Input material START

PR #118, opened 2021-07-22
Add github actions CI workflows 

tmadlener:
BEGINRELEASENOTES
- Add github actions CI workflows
- Fix issue with CI builds that build podio on the fly

ENDRELEASENOTES

Should we keep the travis CI workflows for now and remove them later, or should we migrate to github actions fully in this PR?

The linking problems that the "on-the-fly podio build" has, can easily be fixed by removing the unnecessary includes in the tricktrack test (`#include "podio/ROOTReader.h"` would need the `podio::podioRootIO` target to link against).

### DIFF
--- a/.github/workflows/key4hep.yml
+++ b/.github/workflows/key4hep.yml
@@ -1,0 +1,38 @@
+name: key4hep
+
+on: [push, pull_request]
+
+jobs:
+  build-and-test-key4hep:
+    runs-on: ubuntu-latest
+    strategy:
+      fail-fast: false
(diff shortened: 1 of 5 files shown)


vvolkl (approved):
Looks good, thanks. I don't think there is any reason to keep the travis configuration around, I'll remove it in another PR.

tmadlener:
I just realized the status badges in the README have the wrong url to the actual badge. Would need to be fixed as well in another PR.

PR #119, opened 2021-07-22
CI fixes: remove travis, update workflow names, fix badges

vvolkl:
BEGINRELEASENOTES
-  [ci] remove travis config (superseded by github actions)
-  [ci] rename workflows (`s/linux/lcg_linux/` as linux on its own is not very informative ) and fix badges.

ENDRELEASENOTES


vvolkl:
The doxygen generation still needs to be ported to github actions -> next PR.

README.md
```diff
@@ -1,7 +1,6 @@
 
-[![Build Status](https://travis-ci.com/key4hep/EDM4HEP.svg?branch=master)](https://travis-ci.com/key4hep/EDM4HEP)
-[![linux](https://github.com/key4hep/EDM4hep/workflows/linux.yml/badge.svg)](https://github.com/key4hep/EDM4hep/actions/workflows/linux.yml)
-[![key4hep](https://github.com/key4hep/EDM4hep/workflows/key4hep.yml/badge.svg)](https://github.com/key4hep/EDM4hep/actions/workflows/key4hep.yml)
+[![linux](https://github.com/key4hep/EDM4hep/workflows/lcg_linux/badge.svg)](https://github.com/key4hep/EDM4hep/actions/workflows/lcg_linux.yml)
+[![key4hep](https://github.com/key4hep/EDM4hep/workflows/key4hep_linux/badge.svg)](https://github.com/key4hep/EDM4hep/actions/workflows/key4hep_linux.yml)
```
tmadlener, line 3:
```suggestion
[![lcg_linux](https://github.com/key4hep/EDM4hep/actions/workflows/lcg_linux.yml/badge.svg)](https://github.com/key4hep/EDM4hep/actions/workflows/lcg_linux.yml)
[![key4hep_linux](https://github.com/key4hep/EDM4hep/actions/workflows/key4hep_linux.yml/badge.svg)](https://github.com/key4hep/EDM4hep/actions/workflows/key4hep_linux.yml)
```

I missed the `actions` in the original urls. Whether we want badges to just read `linux` or `lcg_linux` doesn't really matter. I simply copied the badge urls from the actions directly, where the filenames are used. For the other packages we only use `linux`.

tmadlener (changes requested):
I think the explicit naming of the workflows is a good idea. Do we also want the explicit names to appear in the README or are we happy with the non-explicit `linux` and `key4hep` there?

README.md
vvolkl: Would have worked in my version too, if you remove the `.yml` in the url, you don't need the `/actions/`

tmadlener: Ah, I didn't know that. TIL, thanks :)

tmadlener (approved):

Issue #112, opened 2021-03-30
[Fixed width types] Make all trivial members types fix width types


fdplacido:
As an example:
https://github.com/key4hep/EDM4hep/blob/9f83a691cb7bc8a6cfc42122866c615244133bc6/edm4hep.yaml#L174

It is declared as `unsigned long long`,  which is not guaranteed to always be 64 bits (it has to be at least 64 bits).
On conversion between EDM4hep and LCIO this may be an issue on bit manipulations like this case:

```cpp
unsigned long long combined_value =  edm_calohit.getCellID()
int* combined_value_int_ptr = reinterpret_cast<int*>(&combined_value);
lcio_calohit->setCellID0(combined_value_int_ptr[0]);
lcio_calohit->setCellID1(combined_value_int_ptr[1]);
```

Using `uint64_t` and `uint32_t` would make this more clear and not subject to possible errors with the size.

If EDM4hep is to be used in different architectures this would also be very desirable.

gaede:
Yes, it is a very good idea to use fixed width integers (and floats) in podio.

tmadlener:
As discussed during the [edm4hep meeting today](https://indico.cern.ch/event/1044074/) all integer and ideally also all floating point members should have fixed width types. For integers this should be a purely mechanical exercise of replacing them. For the floating point members some more work is necessary, and podio has to support them first.

- [ ] Switch integer types to fixed width types
- [ ] Switch floating point types to fixed width types
  - [ ] podio support for fixed width floating point types

fdplacido:
I would say we can close this issue since we have the integer fixed width types.
Having the floating point ones seems like a wider conversation or separate issue to have since its not as standard or defined as the integer ones.

tmadlener:
Yeah, I agree.

PR #125, opened 2021-10-12
Switch to fixed width integers everywhere

tmadlener:
BEGINRELEASENOTES
- Use fixed width integer types throughout the whole datamodel.

ENDRELEASENOTES

See #112 
Needs AIDAsoft/podio#234


vvolkl (approved):
Looks good to me. Maybe you can remove  the CI workflows with the old stacks that don't build their own updated podio?

tmadlener:
I kept the workflows for now, but changed the required tests to be the ones that build podio on the fly. Is there a way to keep the workflow files unchanged, but disable the actions from running?

PR #126, opened 2021-10-14
Fix test dependencies to allow for parallel running

tmadlener:
BEGINRELEASENOTES
- Fix test dependencies to make it possible to run them in parallel via the `-j` flag.

ENDRELEASENOTES


.github/workflows/key4hep_linux.yml
```diff
@@ -22,6 +22,7 @@ jobs:
           cd build
           cmake .. -DCMAKE_CXX_STANDARD=17 \
             -DCMAKE_INSTALL_PREFIX=../install \
+            -DUSE_EXTERNAL_CATCH2=OFF \
```
vvolkl, line 25: I'd keep that on, I'll put a direct catch2 dependency in `key4hep-stack` to make sure it's there

vvolkl:
> https://github.com/key4hep/EDM4hep/pull/126/checks?check_run_id=3895745500#step:4:396
@tmadlener this could be an error with the setup script of the nightlies, I'll check and republish if necessary.

PR #130, opened 2021-11-16
[doc] update diagram for v0.4

vvolkl:
BEGINRELEASENOTES
- [doc] update diagram for v0.4

ENDRELEASENOTES

Adds the recently added TrackerHitPlane and Associations to the diagram. I'm omitting some association names to not make it too crowded, and the names follow a pattern anyway. 

Unrelated to this PR, while looking at the new diagram I started to wonder if podio should not just allow templated assocations between all types. I'll create an issue.

tmp

### DIFF
--- a/doc/edm4hep_diagram.svg
+++ b/doc/edm4hep_diagram.svg
@@ -13,7 +13,7 @@
    height="145.79602mm"
    width="286.02133mm"
    sodipodi:docname="edm4hep_diagram.svg"
-   inkscape:version="0.92.5 (2060ec1f9f, 2020-04-08)">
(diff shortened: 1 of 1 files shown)


tmadlener (commented):
Looks good to me.

I agree that a templated solution to all of these relations would be nice to have. On the other hand we might need to reconsider if we really need all these relations. Are these all present in LCIO as well? I suppose so, and we need them here for the converter to work, but it looks like almost everything now has an association to the MCParticle. Do we want that?

fdplacido:
The additions for the associations there were needed to run the full CLIC reconstruction, but in LCIO the mechanism for associations is different, so there could be more.
I will merge this PR since the changes are merged, so the repo and documentation can be updated accordingly.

Input material END

Exercise aim ::
However many lines the data holds, return each one exactly.

Written solution ::
PR #118, opened 2021-07-22
Add github actions CI workflows 

tmadlener:
BEGINRELEASENOTES
- Add github actions CI workflows
- Fix issue with CI builds that build podio on the fly

ENDRELEASENOTES

Should we keep the travis CI workflows for now and remove them later, or should we migrate to github actions fully in this PR?

The linking problems that the "on-the-fly podio build" has, can easily be fixed by removing the unnecessary includes in the tricktrack test (`#include "podio/ROOTReader.h"` would need the `podio::podioRootIO` target to link against).

### DIFF
--- a/.github/workflows/key4hep.yml
+++ b/.github/workflows/key4hep.yml
@@ -1,0 +1,38 @@
+name: key4hep
+
+on: [push, pull_request]
+
+jobs:
+  build-and-test-key4hep:
+    runs-on: ubuntu-latest
+    strategy:
+      fail-fast: false
(diff shortened: 1 of 5 files shown)


vvolkl (approved):
Looks good, thanks. I don't think there is any reason to keep the travis configuration around, I'll remove it in another PR.

tmadlener:
I just realized the status badges in the README have the wrong url to the actual badge. Would need to be fixed as well in another PR.

PR #119, opened 2021-07-22
CI fixes: remove travis, update workflow names, fix badges

vvolkl:
BEGINRELEASENOTES
-  [ci] remove travis config (superseded by github actions)
-  [ci] rename workflows (`s/linux/lcg_linux/` as linux on its own is not very informative ) and fix badges.

ENDRELEASENOTES


vvolkl:
The doxygen generation still needs to be ported to github actions -> next PR.

README.md
```diff
@@ -1,7 +1,6 @@
 
-[![Build Status](https://travis-ci.com/key4hep/EDM4HEP.svg?branch=master)](https://travis-ci.com/key4hep/EDM4HEP)
-[![linux](https://github.com/key4hep/EDM4hep/workflows/linux.yml/badge.svg)](https://github.com/key4hep/EDM4hep/actions/workflows/linux.yml)
-[![key4hep](https://github.com/key4hep/EDM4hep/workflows/key4hep.yml/badge.svg)](https://github.com/key4hep/EDM4hep/actions/workflows/key4hep.yml)
+[![linux](https://github.com/key4hep/EDM4hep/workflows/lcg_linux/badge.svg)](https://github.com/key4hep/EDM4hep/actions/workflows/lcg_linux.yml)
+[![key4hep](https://github.com/key4hep/EDM4hep/workflows/key4hep_linux/badge.svg)](https://github.com/key4hep/EDM4hep/actions/workflows/key4hep_linux.yml)
```
tmadlener, line 3:
```suggestion
[![lcg_linux](https://github.com/key4hep/EDM4hep/actions/workflows/lcg_linux.yml/badge.svg)](https://github.com/key4hep/EDM4hep/actions/workflows/lcg_linux.yml)
[![key4hep_linux](https://github.com/key4hep/EDM4hep/actions/workflows/key4hep_linux.yml/badge.svg)](https://github.com/key4hep/EDM4hep/actions/workflows/key4hep_linux.yml)
```

I missed the `actions` in the original urls. Whether we want badges to just read `linux` or `lcg_linux` doesn't really matter. I simply copied the badge urls from the actions directly, where the filenames are used. For the other packages we only use `linux`.

tmadlener (changes requested):
I think the explicit naming of the workflows is a good idea. Do we also want the explicit names to appear in the README or are we happy with the non-explicit `linux` and `key4hep` there?

README.md
vvolkl: Would have worked in my version too, if you remove the `.yml` in the url, you don't need the `/actions/`

tmadlener: Ah, I didn't know that. TIL, thanks :)

tmadlener (approved):

Issue #112, opened 2021-03-30
[Fixed width types] Make all trivial members types fix width types


fdplacido:
As an example:
https://github.com/key4hep/EDM4hep/blob/9f83a691cb7bc8a6cfc42122866c615244133bc6/edm4hep.yaml#L174

It is declared as `unsigned long long`,  which is not guaranteed to always be 64 bits (it has to be at least 64 bits).
On conversion between EDM4hep and LCIO this may be an issue on bit manipulations like this case:

```cpp
unsigned long long combined_value =  edm_calohit.getCellID()
int* combined_value_int_ptr = reinterpret_cast<int*>(&combined_value);
lcio_calohit->setCellID0(combined_value_int_ptr[0]);
lcio_calohit->setCellID1(combined_value_int_ptr[1]);
```

Using `uint64_t` and `uint32_t` would make this more clear and not subject to possible errors with the size.

If EDM4hep is to be used in different architectures this would also be very desirable.

gaede:
Yes, it is a very good idea to use fixed width integers (and floats) in podio.

tmadlener:
As discussed during the [edm4hep meeting today](https://indico.cern.ch/event/1044074/) all integer and ideally also all floating point members should have fixed width types. For integers this should be a purely mechanical exercise of replacing them. For the floating point members some more work is necessary, and podio has to support them first.

- [ ] Switch integer types to fixed width types
- [ ] Switch floating point types to fixed width types
  - [ ] podio support for fixed width floating point types

fdplacido:
I would say we can close this issue since we have the integer fixed width types.
Having the floating point ones seems like a wider conversation or separate issue to have since its not as standard or defined as the integer ones.

tmadlener:
Yeah, I agree.

PR #125, opened 2021-10-12
Switch to fixed width integers everywhere

tmadlener:
BEGINRELEASENOTES
- Use fixed width integer types throughout the whole datamodel.

ENDRELEASENOTES

See #112 
Needs AIDAsoft/podio#234


vvolkl (approved):
Looks good to me. Maybe you can remove  the CI workflows with the old stacks that don't build their own updated podio?

tmadlener:
I kept the workflows for now, but changed the required tests to be the ones that build podio on the fly. Is there a way to keep the workflow files unchanged, but disable the actions from running?

PR #126, opened 2021-10-14
Fix test dependencies to allow for parallel running

tmadlener:
BEGINRELEASENOTES
- Fix test dependencies to make it possible to run them in parallel via the `-j` flag.

ENDRELEASENOTES


.github/workflows/key4hep_linux.yml
```diff
@@ -22,6 +22,7 @@ jobs:
           cd build
           cmake .. -DCMAKE_CXX_STANDARD=17 \
             -DCMAKE_INSTALL_PREFIX=../install \
+            -DUSE_EXTERNAL_CATCH2=OFF \
```
vvolkl, line 25: I'd keep that on, I'll put a direct catch2 dependency in `key4hep-stack` to make sure it's there

vvolkl:
> https://github.com/key4hep/EDM4hep/pull/126/checks?check_run_id=3895745500#step:4:396
@tmadlener this could be an error with the setup script of the nightlies, I'll check and republish if necessary.

PR #130, opened 2021-11-16
[doc] update diagram for v0.4

vvolkl:
BEGINRELEASENOTES
- [doc] update diagram for v0.4

ENDRELEASENOTES

Adds the recently added TrackerHitPlane and Associations to the diagram. I'm omitting some association names to not make it too crowded, and the names follow a pattern anyway. 

Unrelated to this PR, while looking at the new diagram I started to wonder if podio should not just allow templated assocations between all types. I'll create an issue.

tmp

### DIFF
--- a/doc/edm4hep_diagram.svg
+++ b/doc/edm4hep_diagram.svg
@@ -13,7 +13,7 @@
    height="145.79602mm"
    width="286.02133mm"
    sodipodi:docname="edm4hep_diagram.svg"
-   inkscape:version="0.92.5 (2060ec1f9f, 2020-04-08)">
(diff shortened: 1 of 1 files shown)


tmadlener (commented):
Looks good to me.

I agree that a templated solution to all of these relations would be nice to have. On the other hand we might need to reconsider if we really need all these relations. Are these all present in LCIO as well? I suppose so, and we need them here for the converter to work, but it looks like almost everything now has an association to the MCParticle. Do we want that?

fdplacido:
The additions for the associations there were needed to run the full CLIC reconstruction, but in LCIO the mechanism for associations is different, so there could be more.
I will merge this PR since the changes are merged, so the repo and documentation can be updated accordingly.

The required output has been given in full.